Levelling up opportunities and skills

The Levelling Up Opportunities panel concluded that, whilst storytelling to communicate some of the fantastic tech success stories based in cities such as Manchester and Newcastle, local and national government does still have a huge part to play if significantly more opportunities in areas such as Fintech are to be extended to those who live outside of London and the M4/M3 triangle.

Only local and national government can resolve the infrastructure issues that function as a barrier to businesses being headquartered in cities other than London, and subsequently encourage the flight of skills away from cities and towns in the north, coastal towns and the south-west of England. The panel expressed a degree of frustration at the apparent absence of joined up thinking and policy on the levelling up agenda which remains, to date, more of a slogan than a tangible programme for change.

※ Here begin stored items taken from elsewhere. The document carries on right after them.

PR #146, opened 2026-05-16
5/16/2026

kwcckw:


frame_2D_alg/meta_code.py
```diff
@@ -210,29 +227,39 @@ def add_gF(Q, root=None): # pack primitives in next oF.gF
...
+        for x in seq:
+            if isinstance(x, int):
+                if isinstance(typ_[x], CoF): out.append(typ_[x])   # skip empty typ_
+            else: out.append(x)
+        return out
+
     global TYP_SKEL
-    if TYP_SKEL is None: TYP_SKEL = build_typ_skel()
+    if TYP_SKEL is None: TYP_SKEL = build_typ_skel()  # we don't need this TYP_SKEL? We will recompute this in every new frame anyway 
     call_seq, callers, entry_seq = TYP_SKEL
```
kwcckw, line 248: The existing call_seq here is a nested list, each packing primitives or CoF from each typ. 

So each typ's seq is something like this, the primitives and int, where int represent the CoF:

   [<_ast.Assign object at 0x000002D1774F69D0>, <_ast.For object at 0x000002D17DB2B970>, <_ast.If object at 0x000002D17DB03FA0>, 13, 13, <_ast.Assign object at 0x000002D179803550>, <_ast.Assign object at 0x000002D17DADD670>, 2, <_ast.For object at 0x000002D1033D1130>, <_ast.If object at 0x000002D103528D90>, <_ast.Assign object at 0x000002D1035282B0>, <_ast.Return object at 0x000002D1034D6940>]

I added `resolve` function above to pack their typ into sequence if it's an int.

For primitives, they should be added to gate in add_gF. For consistency, i think we can convert it into CoF too? Something like the `prim` function above?

      def prim(primitive, root):  # static primitive computation
      
          # get weights
          def get_ops(node): return sum(weights.get(type(n), 0) for n in ast.walk(node))
          
          # get base weight from vt_
          def get_base():  
              global BASE
              if BASE is None:
                  import importlib, inspect
                  src = inspect.getsource(importlib.import_module('agg_recursion').vt_)
                  BASE = get_ops(ast.parse(src).body[0])
              return BASE
      
          p = CoF(nF=root.nF, root=root, fo=0)      
          p.fc = p.fw = get_ops(primitive) / get_base()  # ast cost
          p.ast = primitive                              # pack ast? To identify between primitive CoF and  calls
          return p

frame_2D_alg/agg_recursion.py
```diff
@@ -1040,6 +1040,7 @@ def expand_lev(_iy, _ix, elev, T):  # seed tile is pixels in 1st lev, or Fg in h
                 elev += 1
                 if rV > ave:
                     if elev== max_elev:
+                        from meta_code import add_call_typ_, ffeedback, add_gF
```
boris-kz, line 1043: why do you import the same thing in every loop?

frame_2D_alg/meta_code.py
```diff
@@ -210,29 +227,39 @@ def add_gF(Q, root=None): # pack primitives in next oF.gF
...
+        out = []
+        for x in seq:
+            if isinstance(x, int):
+                if isinstance(typ_[x], CoF): out.append(typ_[x])   # skip empty typ_
+            else: out.append(x)
+        return out
+
     global TYP_SKEL
-    if TYP_SKEL is None: TYP_SKEL = build_typ_skel()
+    if TYP_SKEL is None: TYP_SKEL = build_typ_skel()  # we don't need this TYP_SKEL? We will recompute this in every new frame anyway
```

The final panel of the day was focused on the digital skills shortage, an issue which is already causing economic harm and that continues to hamper productivity and economic growth. Contributors such as Nelson Sivalingam, Co-Founder and CEO of HowNow the learning experience platform, explained that that much time is being wasted identifying the skills that are lacking because we're living in era of exponential change. Sivalingam stated that what he often found missing in businesses was the organisational culture and mindset to approach continuous learning at a speed.

The panel also drew attention to the huge cutbacks in education spending which have and continue to have such a deleterious impact on the ability of young adults to find opportunities and the challenges inherent in quantifying the skills that people have if we're to move away from the emphasis on academic qualifications and begin to use the talents of the majority of individuals who don't go to university.